Work request: Which lines run from the one containing "(** ** 0-groupoid abelian groups *)" through the end of the material? Transcribe them word for word, and only them.

Material for this task:
PR #2335, opened 2026-01-02
AbEnriched: wild categories enriched in abelian groups

jdchristensen:
This is one of the commits extracted from #2334, which works towards doing diagram chasing.  It has been extended with a few more tests and a couple of clean ups.

It sets up the theory of wild categories enriched in abelian groups.  Within AbEnriched.v, the theory of a 0-groupoid abelian group is set up.  If it's needed elsewhere in the future, it could be factored out.  Also, if we ever need non-abelian 0-groupoid groups, we could easily remove commutativity, and add it in a second layer.  But for now, I kept things to what we need for diagram chasing.

### DIFF
--- a/theories/WildCat/AbEnriched.v
+++ b/theories/WildCat/AbEnriched.v
@@ -9,13 +9,13 @@ Require Export Classes.interfaces.canonical_names (SgOp, sg_op,
     MonUnit, mon_unit, Inverse, inv).
 Export canonical_names.BinOpNotations.
 
+Local Open Scope mc_add_scope.
+
 (** * Wild categories enriched in abelian groups *)
 
 (** ** 0-groupoid abelian groups *)
 
-(** Hom sets in wild categories are 0-groupoids, and we'd like to put an abelian group structure on these hom sets that satisfies the axioms up to 1-cells, to avoid needing function extensionality.  So we define the abstract idea of a 0-groupoid with an abelian group structure.  Because we use 1-cells, not paths, we can't reuse any of the work done in Algebra/Groups or Algebra/AbGroups. *)
-
-Local Open Scope mc_add_scope.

Response area:
 (** ** 0-groupoid abelian groups *)
 
-(** Hom sets in wild categories are 0-groupoids, and we'd like to put an abelian group structure on these hom sets that satisfies the axioms up to 1-cells, to avoid needing function extensionality.  So we define the abstract idea of a 0-groupoid with an abelian group structure.  Because we use 1-cells, not paths, we can't reuse any of the work done in Algebra/Groups or Algebra/AbGroups. *)
-
-Local Open Scope mc_add_scope.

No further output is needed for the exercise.